BEGIN DATA SUPPLIED

PR #145, opened 2016-03-04
modified generated Connext code to suppress unused global variable warning

dirk-thomas:
Before: http://ci.ros2.org/job/ci_linux/1065/
After: http://ci.ros2.org/job/ci_linux/1066/


tfoote:
lgtm

PR #146, opened 2016-03-09
fix stric-aliasing warning

dirk-thomas:
Before: http://ci.ros2.org/view/nightly/job/nightly_linux_release/6/warnings17Result/
After: http://ci.ros2.org/job/ci_linux/1091/


jacquelinekay:
+1. btw, I believe those additional test failures will be fixed by ros2/examples#94 and ros2/rclpy#6, which I merged after you launched those jobs.

PR #147, opened 2016-03-17
Remove fixed guard conditions

jacquelinekay:
Connects to ros2/rcl#33


wjwwood:
This is subject to the discussion in https://github.com/eProsima/ROS-RMW-Fast-RTPS-cpp/pull/19#discussion_r57213635, but otherwise it lgtm.

PR #148, opened 2016-03-31
Change semantics of how rmw arrays are interpreted

jacquelinekay:
I discussed with @wjwwood online after running into some issues integrating rcl and rclcpp and we decided that the rmw implementations need to interpret the arrays of subscriptions, guard conditions, and clients are interpreted, to match how rcl allocates and fills the rmw arrays that it passes to `rmw_wait`. Instead of treating the `..._count` field as the number of valid entries in the array, `rmw_wait` now treats the `count` as the capacity of the array, and stops iterating over the entries of the array when a null entry is encountered.

### DIFF
--- a/rmw_connext_shared_cpp/include/rmw_connext_shared_cpp/shared_functions.hpp
+++ b/rmw_connext_shared_cpp/include/rmw_connext_shared_cpp/shared_functions.hpp
@@ -279,11 +279,15 @@ wait(const char * implementation_identifier,
   }
 
   // add a condition for each subscriber
-  for (size_t i = 0; i < subscriptions->subscriber_count; ++i) {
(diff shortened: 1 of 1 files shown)


dirk-thomas:
Should we rely on the elements always to be ordered? The loop could just skip null element rather then to break.

wjwwood:
> Should we rely on the elements always to be ordered? The loop could just skip null element rather then to break.

I was going to suggest the same thing. The downside is if the capacity of the array is large and the actual elements in it are very small (e.g. capacity is 1000 but there is only one element in the 0 index), then we'll iterate unnecessarily over the entire 1000.

A more complicated solution would be to have capacity, size, and allow skipping over null elements up to the index `size - 1`.

jacquelinekay:
After a discussion offline we decided to keep the semantics in rmw as they are currently and change rcl. I will close this and make a PR to add documentation to the rmw header file.

PR #22, opened 2012-11-19
Ignore test files even if they are not in the top level

cyli:
Currently, pep258 only ignores files if they are in the same directory in which pep257.  This ignores all test files in subdirectories as well.

### DIFF
--- a/pep257.py
+++ b/pep257.py
@@ -65,6 +65,7 @@ Also, see examples in "Check functions" section.
 
 """
 
+import os.path
 import re
 import inspect
 from curses.ascii import isascii
@@ -329,7 +330,8 @@ def check_source(source, filename):
     keywords = ['module_docstring', 'function_docstring',
                 'class_docstring', 'method_docstring',
                 'def_docstring', 'docstring']  # TODO? 'nested_docstring']
-    is_script = source.startswith('#!') or filename.startswith('test_')
+    basename = os.path.basename(filename)
+    is_script = source.startswith('#!') or basename.startswith('test_')
     for keyword in keywords:
         for check in find_checks(keyword):
             for context in parse_contexts(source, keyword):
--- a/test_pep257.py
+++ b/test_pep257.py
@@ -238,3 +238,25 @@ def test_opened_files_are_closed():
     assert len(files_opened) == 1
     for opened_file in files_opened:
         opened_file.close.assert_called_once_with()
+
+
+def test_ignore_scripts():
+    import mock
+
+    def check_is_script(doc_string, context, is_script):
+        assert is_script
+        return None
+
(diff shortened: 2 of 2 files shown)


jayvdb:
It would be good if pep257 supported the same command line (and config) options as pep8:

    --exclude=patterns   exclude files or directories which match these comma
                         separated patterns (default:
                         .svn,CVS,.bzr,.hg,.git,__pycache__)

keleshev:
@jayvdb Now `pep257` has `--match` and `--match-dir`:

```
--match=<pattern>     check only files that exactly match <pattern> regular
                        expression; default is --match='(?!test_).*\.py' which
                        matches files that don't start with 'test_' but end
                        with '.py'
--match-dir=<pattern>
                        search only dirs that exactly match <pattern> regular
                        expression; default is --match-dir='[^\.].*', which
                        matches all dirs that don't start with a dot
```

Which are designed to cover all the discussed use-cases.

jayvdb:
@keleshev , that isn't very nice if we want to exclude a single file, or a few dirs, and we need to maintain exclusion rules for pep8 & flake8.

e.g.
http://git.wikimedia.org/blob/pywikibot%2Fcore.git/b83e2e9e7dbf01800cc4b3bdef7f31d8ee775fdf/tox.ini#L139

Ideally, projects can add a pep257 block that is identical to pep8 and flake8 to their tox.ini.  Having to maintain a second, more complex inverse, regex to do the same for pep257 alienates people who are not regex gurus.

sigmavirus24:
@jayvdb you realize you don't need to bother if you just use flake8-docstrings, right?

jayvdb:
@sigmavirus24 , sure am, and we are doing that (see linked tox.ini).  We were doing that on patch upload, but that has now changed so that our linters can only run after patch approval (+1).

There are a lot less moving parts if we can run pep8 and pep257 directly, and from a security policy perspective there is less to audit if linters are run without a generic and extensible frameworks like flake8 & tox.

sigmavirus24:
> There are a lot less moving parts if we can run pep8 and pep257 directly,

Fair enough.

> from a security policy perspective there is less to audit if linters are run without a generic and extensible frameworks like flake8 & tox.

This doesn't make much sense though and is probably better suited for discussion on code-quality@python.org or ##python-code-quality on Freenode.

jayvdb:
Would you be happy with 'exclude' being added?

If yes, ... some details that are unimportant to me, but may as well decide before coding: 
The same order of precedence as pep8 wrt --match/match-dir?
As a glob or a regex?

samj1912:
This PR has not had any updates in 5 years. Closing this for now. If there's any interest in resuming this, feel free to reopen.

PR #69, opened 2014-04-14
Make setters private

adiroiban:
Problem
---------

pep257 complains that setters (and mabye deleters) have no docstring.

Here is an example

```
    @property
    def enabled(self):
        """
        See: `IEntityConfiguration`.
        """
        return self._proxy.getBoolean(self._section_name, 'enabled')

    @enabled.setter
    def enabled(self, value):
        return self._proxy.setBoolean(
            self._section_name, 'enabled', value)
```

Documentation tools should ignore setters and deletes docstring when creating api docs.
Also, setters and deleters are pretty standard and they will only have a boilerplate text which will not say anything new.

Changes
------------

Updated the parser to keep a record for decorators.

In Method.is_private i check the list of decorators and if decorators start with same name then it is marked private.

I have removed unused / broken tests from test_pep257 as this is just hoarding of junk. http://blog.8thlight.com/uncle-bob/2014/04/03/Code-Hoarders.html

Added test for new  code.

How to test
----------------

Check that changed make sense

```py.test test_pep257.py -v```

Let me know if you find this useful.

Thanks!

### DIFF
--- a/pep257.py
+++ b/pep257.py
@@ -66,7 +66,8 @@ class Value(object):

END DATA SUPPLIED

● YOUR OBJECTIVE: Exactly as they appear above, the records are to be transcribed in full.

● YOUR SOLUTION:
PR #145, opened 2016-03-04
modified generated Connext code to suppress unused global variable warning

dirk-thomas:
Before: http://ci.ros2.org/job/ci_linux/1065/
After: http://ci.ros2.org/job/ci_linux/1066/


tfoote:
lgtm

PR #146, opened 2016-03-09
fix stric-aliasing warning

dirk-thomas:
Before: http://ci.ros2.org/view/nightly/job/nightly_linux_release/6/warnings17Result/
After: http://ci.ros2.org/job/ci_linux/1091/


jacquelinekay:
+1. btw, I believe those additional test failures will be fixed by ros2/examples#94 and ros2/rclpy#6, which I merged after you launched those jobs.

PR #147, opened 2016-03-17
Remove fixed guard conditions

jacquelinekay:
Connects to ros2/rcl#33


wjwwood:
This is subject to the discussion in https://github.com/eProsima/ROS-RMW-Fast-RTPS-cpp/pull/19#discussion_r57213635, but otherwise it lgtm.

PR #148, opened 2016-03-31
Change semantics of how rmw arrays are interpreted

jacquelinekay:
I discussed with @wjwwood online after running into some issues integrating rcl and rclcpp and we decided that the rmw implementations need to interpret the arrays of subscriptions, guard conditions, and clients are interpreted, to match how rcl allocates and fills the rmw arrays that it passes to `rmw_wait`. Instead of treating the `..._count` field as the number of valid entries in the array, `rmw_wait` now treats the `count` as the capacity of the array, and stops iterating over the entries of the array when a null entry is encountered.

### DIFF
--- a/rmw_connext_shared_cpp/include/rmw_connext_shared_cpp/shared_functions.hpp
+++ b/rmw_connext_shared_cpp/include/rmw_connext_shared_cpp/shared_functions.hpp
@@ -279,11 +279,15 @@ wait(const char * implementation_identifier,
   }
 
   // add a condition for each subscriber
-  for (size_t i = 0; i < subscriptions->subscriber_count; ++i) {
(diff shortened: 1 of 1 files shown)


dirk-thomas:
Should we rely on the elements always to be ordered? The loop could just skip null element rather then to break.

wjwwood:
> Should we rely on the elements always to be ordered? The loop could just skip null element rather then to break.

I was going to suggest the same thing. The downside is if the capacity of the array is large and the actual elements in it are very small (e.g. capacity is 1000 but there is only one element in the 0 index), then we'll iterate unnecessarily over the entire 1000.

A more complicated solution would be to have capacity, size, and allow skipping over null elements up to the index `size - 1`.

jacquelinekay:
After a discussion offline we decided to keep the semantics in rmw as they are currently and change rcl. I will close this and make a PR to add documentation to the rmw header file.

PR #22, opened 2012-11-19
Ignore test files even if they are not in the top level

cyli:
Currently, pep258 only ignores files if they are in the same directory in which pep257.  This ignores all test files in subdirectories as well.

### DIFF
--- a/pep257.py
+++ b/pep257.py
@@ -65,6 +65,7 @@ Also, see examples in "Check functions" section.
 
 """
 
+import os.path
 import re
 import inspect
 from curses.ascii import isascii
@@ -329,7 +330,8 @@ def check_source(source, filename):
     keywords = ['module_docstring', 'function_docstring',
                 'class_docstring', 'method_docstring',
                 'def_docstring', 'docstring']  # TODO? 'nested_docstring']
-    is_script = source.startswith('#!') or filename.startswith('test_')
+    basename = os.path.basename(filename)
+    is_script = source.startswith('#!') or basename.startswith('test_')
     for keyword in keywords:
         for check in find_checks(keyword):
             for context in parse_contexts(source, keyword):
--- a/test_pep257.py
+++ b/test_pep257.py
@@ -238,3 +238,25 @@ def test_opened_files_are_closed():
     assert len(files_opened) == 1
     for opened_file in files_opened:
         opened_file.close.assert_called_once_with()
+
+
+def test_ignore_scripts():
+    import mock
+
+    def check_is_script(doc_string, context, is_script):
+        assert is_script
+        return None
+
(diff shortened: 2 of 2 files shown)


jayvdb:
It would be good if pep257 supported the same command line (and config) options as pep8:

    --exclude=patterns   exclude files or directories which match these comma
                         separated patterns (default:
                         .svn,CVS,.bzr,.hg,.git,__pycache__)

keleshev:
@jayvdb Now `pep257` has `--match` and `--match-dir`:

```
--match=<pattern>     check only files that exactly match <pattern> regular
                        expression; default is --match='(?!test_).*\.py' which
                        matches files that don't start with 'test_' but end
                        with '.py'
--match-dir=<pattern>
                        search only dirs that exactly match <pattern> regular
                        expression; default is --match-dir='[^\.].*', which
                        matches all dirs that don't start with a dot
```

Which are designed to cover all the discussed use-cases.

jayvdb:
@keleshev , that isn't very nice if we want to exclude a single file, or a few dirs, and we need to maintain exclusion rules for pep8 & flake8.

e.g.
http://git.wikimedia.org/blob/pywikibot%2Fcore.git/b83e2e9e7dbf01800cc4b3bdef7f31d8ee775fdf/tox.ini#L139

Ideally, projects can add a pep257 block that is identical to pep8 and flake8 to their tox.ini.  Having to maintain a second, more complex inverse, regex to do the same for pep257 alienates people who are not regex gurus.

sigmavirus24:
@jayvdb you realize you don't need to bother if you just use flake8-docstrings, right?

jayvdb:
@sigmavirus24 , sure am, and we are doing that (see linked tox.ini).  We were doing that on patch upload, but that has now changed so that our linters can only run after patch approval (+1).

There are a lot less moving parts if we can run pep8 and pep257 directly, and from a security policy perspective there is less to audit if linters are run without a generic and extensible frameworks like flake8 & tox.

sigmavirus24:
> There are a lot less moving parts if we can run pep8 and pep257 directly,

Fair enough.

> from a security policy perspective there is less to audit if linters are run without a generic and extensible frameworks like flake8 & tox.

This doesn't make much sense though and is probably better suited for discussion on code-quality@python.org or ##python-code-quality on Freenode.

jayvdb:
Would you be happy with 'exclude' being added?

If yes, ... some details that are unimportant to me, but may as well decide before coding: 
The same order of precedence as pep8 wrt --match/match-dir?
As a glob or a regex?

samj1912:
This PR has not had any updates in 5 years. Closing this for now. If there's any interest in resuming this, feel free to reopen.

PR #69, opened 2014-04-14
Make setters private

adiroiban:
Problem
---------

pep257 complains that setters (and mabye deleters) have no docstring.

Here is an example

```
    @property
    def enabled(self):
        """
        See: `IEntityConfiguration`.
        """
        return self._proxy.getBoolean(self._section_name, 'enabled')

    @enabled.setter
    def enabled(self, value):
        return self._proxy.setBoolean(
            self._section_name, 'enabled', value)
```

Documentation tools should ignore setters and deletes docstring when creating api docs.
Also, setters and deleters are pretty standard and they will only have a boilerplate text which will not say anything new.

Changes
------------

Updated the parser to keep a record for decorators.

In Method.is_private i check the list of decorators and if decorators start with same name then it is marked private.

I have removed unused / broken tests from test_pep257 as this is just hoarding of junk. http://blog.8thlight.com/uncle-bob/2014/04/03/Code-Hoarders.html

Added test for new  code.

How to test
----------------

Check that changed make sense

```py.test test_pep257.py -v```

Let me know if you find this useful.

Thanks!

### DIFF
--- a/pep257.py
+++ b/pep257.py
@@ -66,7 +66,8 @@ class Value(object):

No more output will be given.